# Shifa Med and AMC Info Needed



## toxicdevil (Nov 27, 2011)

1. How would you rank AMC NUST and Shifa?
2. Can someone tell me about the merit of both of these? e.g Matric and FSc marks and test score.
3. Is MCAT necessary for either of them?


----------



## toxicdevil (Nov 27, 2011)

bump.


----------



## Waleed90 (Jan 15, 2011)

Well, I can't help you much but, I can tell you that the MCAT is not required for Shifa and most likely is required for AMC NUST as it is in Punjab.


----------



## toxicdevil (Nov 27, 2011)

bump


----------



## heartbreak (Jan 31, 2012)

Yeah I know! Here's the deal:

Admission in NUST is based on a unique test which is mainly based on the federal board system (FSc). I think it's called NUMCAT to be more specific but I'm not sure. However I do know that your UHS MCAT is totally separate from AMC NUST and you won't get admission there by doing this test. It's dates vary between 15th to 22nd of September. I would recommend registering as soon as possible if you haven't done so already.

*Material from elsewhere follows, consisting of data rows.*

PR #488, opened 2017-03-18
Preventing a scenario where more than one the subscribe notification task can be scheduled simultaneously

pramodin:
@vrozov please see. I missed this, something didnt feel right.

### DIFF
--- a/bufferserver/src/main/java/com/datatorrent/bufferserver/internal/DataList.java
+++ b/bufferserver/src/main/java/com/datatorrent/bufferserver/internal/DataList.java
@@ -1058,18 +1058,14 @@ public class DataList
 
     private void moreDataAvailable()
     {
-      final Future<?> future = this.future;
-      if (future == null || future.isDone() || future.isCancelled()) {
-        // Do not schedule a new task if there is an existing one that is still running or is waiting in the queue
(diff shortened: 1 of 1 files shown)


vrozov:
It is OK to have more than one ListenersNotifier scheduled for execution. It follows at least one semantic. When there is data to send, there must be at least one ListenersNotifier running or scheduled for execution. The design goal is to prevent unlimited number of ListenersNotifier to be added to the ExecutionService queue for execution when Publisher is faster than Subscribers and have at least one when at least one subscriber still has data to send. Note that `LogicalNode.addedData()` handles the case when it is invoked and there is no data to send.

vrozov:
@PramodSSImmaneni Please close the PR if you agree that the synchronization is optional.

pramodin:
@vrozov this doesn't need to block 3.6.0 and you can mark the JIRA resolved. There may still be validity to this as opposed to doing at-least once and it might give better performance. I need to look into this deeper to see if it does to justify the change. I will change the heading and leave it open till I can do that.

vrozov:
@PramodSSImmaneni Every PR should have a JIRA associated with it. Please close the PR and open a new JIRA to discuss if proposed changes are necessary.

vrozov:
Please file new JIRA and open new PR if this is still and issue.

As for Shifa, registration has opened not too long ago and the prospectus is out. Shifa also has its own unique entry test which is based on SAT Subject Tests mainly. It's more conceptual and doesn't provide an unfair advantage to FSc students like most public colleges do. Again it is not affiliated with the UHS MCAT exam. Be aware that there is a whole section on liberal arts and Iqbaliyat for which you can prepare for only by getting official documents from the college itself.

So here are the answers of your questions as far as I know (and don't rely solely on me):

1- As for their ranking, they are both very prestigious and both are recognized by the PMDC and USMLE so both will get you quite far. However, my opinion is that Shifa is developing at a far greater pace than AMC and perhaps by 5 years, it will be better. Currently however they are both about equal and AMC provides that at a far lower fee. So if I got admission in both, I would choose AMC!
2- Don't know about Shifa but AMC is based on: 50% Entry Test, 40% FSc/Equivalent, 10% Metric/Equivalent.
3- No, neither is affiliated with the UHS MCAT exam, they both have their own exams with their own syllabi. It must be said however that the NUMCAT is quite similar to the UHS MCAT however.

Thank me!
Just kidding, hope this helps everyone and wish you all and myself admission in a good college!


----------



## Rehan (Jan 26, 2006)

Great post, thanks for helping others! #yes


----------



## toxicdevil (Nov 27, 2011)

Thanks but let me clarify my questions a little more.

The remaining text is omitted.